NANOGPT: A Query-Driven Large Language Model Retrieval-Augmented Generation System for Nanotechnology Research
Achuth Chandrasekhar, Omid Barati Farimani, Olabode T. Ajenifujah, Janghoon Ock, Amir Barati Farimani
TL;DR
NANOGPT introduces a query-driven LLM-RAG system tailored for nanotechnology literature, leveraging real-time, multi-source retrieval to ground generation in verified science. The approach uses LLaMA3.1-8B-Instruct with a dual-embedding retrieval backbone and MPNet-based contextual embeddings to deliver semantically relevant documents, integrated via a Streamlit chat interface. Evaluation by domain experts shows NANOGPT achieves higher depth and factual accuracy than vanilla LLMs, though lay explanations from non-RAG models can be more accessible. The work demonstrates the practical impact of AI-assisted literature retrieval for accelerating nanotechnology research and outlines future directions, including dynamic data updates and integration with ontological knowledge graphs.
Abstract
This paper presents the development and application of a Large Language Model Retrieval-Augmented Generation (LLM-RAG) system tailored for nanotechnology research.

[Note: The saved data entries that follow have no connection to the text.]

PR #2205, opened 2017-07-14
Small alpine mirror improvements

ijc:
**- What I did**

Two things:
* Kept a copy of the original (upstream Alpine) `/etc/apk/repositories`. This will be useful in dependent containers which want to include a working `apk` configuration by avoiding the need to include alpine version numbers there
* Record the hash of the pushed alpine bash container, currently this relies on the committer remembering to include it in the commit message. `tools/alpine` now supports the `show-tag` target like `pkg/package.mk` based builds do.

The system leverages the capabilities of a sophisticated language model to serve as an intelligent research assistant, enhancing the efficiency and comprehensiveness of literature reviews in the nanotechnology domain. Central to this LLM-RAG system is its advanced query backend retrieval mechanism, which integrates data from multiple reputable sources. The system retrieves relevant literature by utilizing Google Scholar's advanced search, and scraping open-access papers from Elsevier, Springer Nature, and ACS Publications. This multifaceted approach ensures a broad and diverse collection of up-to-date scholarly articles and papers. The proposed system demonstrates significant potential in aiding researchers by providing a streamlined, accurate, and exhaustive literature retrieval process, thereby accelerating research advancements in nanotechnology. The effectiveness of the LLM-RAG system is validated through rigorous testing, illustrating its capability to significantly reduce the time and effort required for comprehensive literature reviews, while maintaining high accuracy, query relevance and outperforming standard, publicly available LLMS.